Several years ago I heard the best piece of advice on a home decorating show, and while it is so simple, it is so true... "start with an inspiration piece, and build around it". While I don't always start my fabric pulls with an inspiration fabric, it is definitely a great starting point if you are unsure of where to begin. The inspiration fabric for my stack is this pretty print, "Soma" in avocado, from Monika Forsberg's "Savernke Road" collection from Free Spirit Fabrics (Conservatory Fabrics).

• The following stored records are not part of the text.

Issue #297, opened 2025-12-10
[FEATURE] Disable request blocking when CrowdSec is unavailable in live mode.


svmrw:
**Is your feature request related to a problem? Please describe.** 🐛
In live mode, it is not possible to disable blocking when CrowdSec is unavailable.
In "stream" mode, this can be done using the setting `UpdateMaxFailure: -1`.
Do the same so that it can be disabled in live mode.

So, you have your inspiration fabric... now what? Sometimes it's helpful to have an idea where to go from this point. Perhaps you've noticed the color/source code that is on the selvedge edge of your fabrics? This is essentially a resource for the manufacturer to reference the colors used in the printing process, but if you are uncertain of yourself when matching fabrics, it could really be a helpful tool.


There are several colors that seem pretty "obvious"... so those should be the first fabrics you grab for. Below you will notice that my bottom two fabrics are a pretty good match up to the dark leaves from my inspiration fabric. I would consider these to be "first tier" fabrics. I've purposely chosen two fabrics that have multiple colors in them. The background color is spot on, but there are some additional colors that are being brought in that are not in the inspiration fabric.


When you take a look closer at my original stack, you probably notice that not all of the fabrics match to my inspiration print... so how did they make it in there?!?


This is the point where I start adding what I like to call "connecting fabrics". If you look back to the "first tier" fabrics picture, you'll notice that the bottom three fabrics brought additional colors into the mix that are not in the inspiration fabric. You especially see it with the middle spots fabric -the background matches the brighter pink in the inspiration fabric, but periwinkle is a new color. This means that I am now able to introduce this "new" color, because it "connects" to my first tier fabrics.


One of the biggest mistakes that I see people make when matching fabrics, is that they are not really aware of how colors are made. Do you know what happens to your color when you add white to it? grey? black? Do you know how your color changes when you add one of the primary colors to it? How red is your purple or how blue is it? Are you working with a yellow green or a blue green? Is your orange more yellow or more red? If you don't know these basics, once you start trying to lighten or darken a color, it makes it hard to recognize if you are still in the same "color family". Once you understand how colors are made, it makes matching those specific tints, shades, and tones much easier. With the fabrics below, what starts out as a yellow, ends up going a bit greenish when black is added to it, which means that I am still in the same color family


This is where you start adding what I would call "second tier" fabrics. These might not be as obvious as the first tier fabrics. The top three fabrics are essentially the same background color as my inspiration fabric... they've just been lightened or darkened. Again, I have purposefully added the third fabric because I want to "connect" other colors to it.


Next you can see that I am able to bring in additional colors that are not in the original inspiration fabric because I am connecting to colors in the tier fabrics. The bottom three fabrics connect to the the green leaf on the third fabric. The top green has pinks in it, which work with the other pinks that I've already added, and the middle green repeats the chartreuse yellow that was brought in with the last fabrics. The leaves on the last green fabric connect to the top two fabrics, which means I can bring in colors that may not "match" the inspiration fabric, but as a whole works well together. The last grey fabric that you see on top, has pinks, greens, and yellows, which are just a repeat of some of the other colors used.


So, now it's your turn to get started. Next Friday is the first link-up day, and remember, the link up is about practicing, pushing yourself, documenting, visiting others and helping them out. I've had requests for a theme, so I thought that next week's stack should be "Inspiration Fabric". You don't have to follow the weekly themes, but for some it's helpful to have a little direction... I
I can't wait to see what you stack up!

1 comment:

  1. Thank you. This is a beautiful fabric pull. I believe I have intuitively done this in the past and now love having a more concrete framework around it. Tiers and connectors. This is awesome.